Текст книги "Убийца"
Автор книги: Николай Животов
Жанр: Классические детективы, Детективы
Возрастные ограничения: +16
сообщить о неприемлемом содержимом
Текущая страница: 22 (всего у книги 39 страниц)
14
Исчезновение Игнатия
Осиротело Горячее поле. Наступившая весна не застала здесь главных обитателей и коноводов.
Одни ему изменили, другие погибли в бою… с правосудием… Затерялась тропинка к хижине Тумбы. Настенька с Тумбачонком заявила желание следовать за своим возлюбленным. Жить одной на Горячем поле не имело для нее смысла. Рябчик ушел уже в кандалах на Сахалин. Несколько бродяг попалось в обходах или задержано в окрестных кабаках, так что население Горячего поля поредело. Правда, в разных кустах и дебрях этого поля осталось еще много народа, но все это разбросанные, разъединенные элементы, не имеющие характера дружины, банды или шайки, подобно существовавшей при Гусе и Тумбе. Беспаспортные, голодные оборванцы, пропойцы, дошедшие до опорок, и мелкие воры составляли теперь главный элемент населения Горячего поля.

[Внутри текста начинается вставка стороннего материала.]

PR #2043, opened 2020-06-10
Add carrier name to price summary and UPS carrier charge notice

### LINKED ISSUE #2037: Shipping summary for multiple carriers
Add support for multiple carriers in shipping summary area.

**UPS carrier account:**
When the UPS carrier account is selected, the line item will read “Package [x] - UPS” with a detail text just below that reads “Your UPS account will be charged”

**Handle multiple packages:**
A merchant may have split multiple items into two packages, then selected USPS for one package and UPS via carrier account for the other.
Here the line items would be listed separately with the carrier account showing as “Package [x] - UPS” and the other showing “Package [x] - USPS”. Since one of the packages is using a discounted USPS rate, the savings message is displayed. If the carrier account is selected for both packages, the messaging would be consistent for each line item.

Design screenshot:
image

Design P2: https://wcship.wordpress.com/2020/05/29/adding-a-carrier-account-in-wcs-i5-design/

superdav42:
closes #2037
Adds a notice in sidebar that UPS account will be charged. Also adds carrier name next too each item in the price summary. 

Extracts Carrier name from title which includes both the carrier and service separated by a dash. I considered passing the carrier name in a field by itself but this would require changes to the connect server and changing the API versioning so it seemed better just to parse the existing title field.

### DIFF
--- a/client/extensions/woocommerce/woocommerce-services/state/shipping-label/selectors.js
+++ b/client/extensions/woocommerce/woocommerce-services/state/shipping-label/selectors.js
@@ -156,6 +156,8 @@ export const getTotalPriceBreakdown = ( state, orderId, siteId = getSelectedSite
 				retailRate: foundRate.retail_rate,
 				rateWithDiscount: rateTotal,
 				addons: [],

Больше всего с весны появилось на Горячем поле «безместных». Так зовут здесь прислугу, потерявшую места: лакеи, дворники, кухарки, горничные, приказчики… Все это спившийся, опустившийся люд, отвыкший от работы, труда и ищущий разврата, тунеядства. И сколько же их?! Не только просторы Горячего поля, но и наружная площадь, примыкающая к скотопрогонному двору, переполнена этим сбродом столичного омута. Есть молодые и старые, новички и бывалые; есть художники своего дела, артисты по профессии, но попадаются и сошедшие невольно с колеи, только что окунувшиеся в омут…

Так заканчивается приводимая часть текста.